One is Einstein's General Theory of Relativity, which is about gravity. The
other is called the Standard Model, which is about quantum mechanics. (The
whole Higgs boson issue? That's about measuring the last unknown parameter in
the Standard Model, which is the mass of the Higgs boson.)

The hope of physicists is to be able to find a theory that combines the two.
Because they fundamentally disagree, we know that one or both, probably both,
are both somewhat wrong, but we don't have any idea how and where the theories
begin to fall apart. Therefore if we can find experiments which show problems,
then we can get insight on what the problems are with the theory, and
hopefully that will lead us to a better theory.
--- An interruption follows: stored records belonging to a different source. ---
PR #3269, opened 2022-08-11
feat: add better template for samples quickstart test

sofisl:
This feature, alongside copying the quickstart sample, will make it so that we won't have to do any tweaking to samples tests to make it run.


bcoe (approved):
This is awesome 😄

To draw a parallel, in the late 1800s it looked like physics was nearly done.
The big problems were solved. The remaining discrepancies were small. And of
what practical use was it to know more about the movement of light, why black
body radiation didn't look like what theory said it should, and whether there
was really such a thing as atoms? Yet the answers to those few small puzzles
lead to world changing discoveries from nuclear power to transistors.

Nobody can tell you what is left to discover. Nobody can guess the power of
unknown scientific theories. But through history, science has proved its worth
repeatedly in outside proportions. Isn't the hope that this could happen again
worth at least some resources?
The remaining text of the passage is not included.